I think the move towards functional programming, and putting the onus on
developers to do the mental elbow grease of converting what are largely macro-
style tasks (do this, do that) into functional code (feed this transform into
this one) has done a great disservice to software engineering, especially with
respect to productivity.

For a specific example: I use map() frequently with a use() clause or some
other means of passing immutable variables to the inner scope. I have done the
work of building that dependency graph by hand.
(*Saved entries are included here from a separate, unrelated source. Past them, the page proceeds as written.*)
PR #15378, opened 2026-09-18
sorts: make odd_even_sort generic over any comparable type (Part of #15234)

aayushgupta7725:
Adds a Comparable-bound TypeVar (matching the pattern used in insertion_sort.py), doctests covering strings, floats, and the non-comparable TypeError case, and registers odd_even_sort in the shared test_sort_rejects_non_comparable_items test.

Part of #15234

@priya-sundaram-dev, this is ready whenever you get a chance to review.

### Describe your change

* [ ] Add an algorithm?
* [ ] Documentation change?

### Checklist

* [ ] If this pull request resolves one or more open issues, then the description above includes the issue number(s) with a closing keyword: "Fixes #ISSUE-NUMBER".


priya-sundaram-dev (commented):
Thanks @aayushgupta7725 — this reads cleanly and the added doctests (str, float, and the mixed-type `TypeError`) are a nice touch. One small simplification:

The module-level `Comparable`/`TypeVar` boilerplate is now redundant with the PEP 695 syntax you used on the signature. `def odd_even_sort[T: Comparable](...)` introduces its *own* scoped `T`, so the top-level `T = TypeVar("T", bound="Comparable")` is dead — nothing references it. You can drop that line and the `TypeVar` import (keep `Protocol`, and `Any` is still used inside the protocol):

But I should be able to use a
mundane foreach() or even a dreaded for() loop, have the compiler examine my
scope and see that I'm using my variables in an immutable fashion, and
generate functional code from my imperative code.

What I am getting at is that in the olden days we used synchronous macros do a
series of tasks and even though it was mediocre at best, it gave tremendous
leverage to the developer. Today the amount of overhead required to map-reduce
things or chain promises and carry the mental baggage of every timeout and
failure mode is simply untenable for the human brain beyond a certain
complexity. What we really need is to be able to read and write code
imperatively but have it executed functionally, with every side effect
presented for us.

I realize there is a lot of contradiction in what I just said but as far as I
can tell, complexity has only increased in my lifetime while productivity has
largely slipped. Shifting more and more of the burden to developer proficiency
is just exactly the wrong thing to do. I want more from a typical computer
today that is 1000 times faster than the ones I grew up on.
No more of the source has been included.